- **Work item**
Every entry has to be restated word for word.

==*==

PR #3705, opened 2024-02-14
Switch example code from Create to Make

jonmeow:
There's not explicit guidance about this, but there was an [old discussion](https://discord.com/channels/655572317891461132/963846118964350976/998010464237785189) that loosely settled on Make for now.


chandlerc (approved):
Sure, LG!

PR #3707, opened 2024-02-15
Fix for MakeUnqualifiedName conflicting with a namespace

jonmeow:
Unqualified names don't handle scopes the way that typical names do, so a name conflict with a namespace needs to be handled specially. I'm still favoring keeping code close as much as possible, particularly since long-term this syntax will probably shift to be more consistent. For now I'm just flagging when we shouldn't push scopes, so that MakeUnqualifiedName doesn't need to clean up.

==*==

- **Output of the exercise**
PR #3705, opened 2024-02-14
Switch example code from Create to Make

jonmeow:
There's not explicit guidance about this, but there was an [old discussion](https://discord.com/channels/655572317891461132/963846118964350976/998010464237785189) that loosely settled on Make for now.


chandlerc (approved):
Sure, LG!

PR #3707, opened 2024-02-15
Fix for MakeUnqualifiedName conflicting with a namespace

jonmeow:
Unqualified names don't handle scopes the way that typical names do, so a name conflict with a namespace needs to be handled specially. I'm still favoring keeping code close as much as possible, particularly since long-term this syntax will probably shift to be more consistent. For now I'm just flagging when we shouldn't push scopes, so that MakeUnqualifiedName doesn't need to clean up.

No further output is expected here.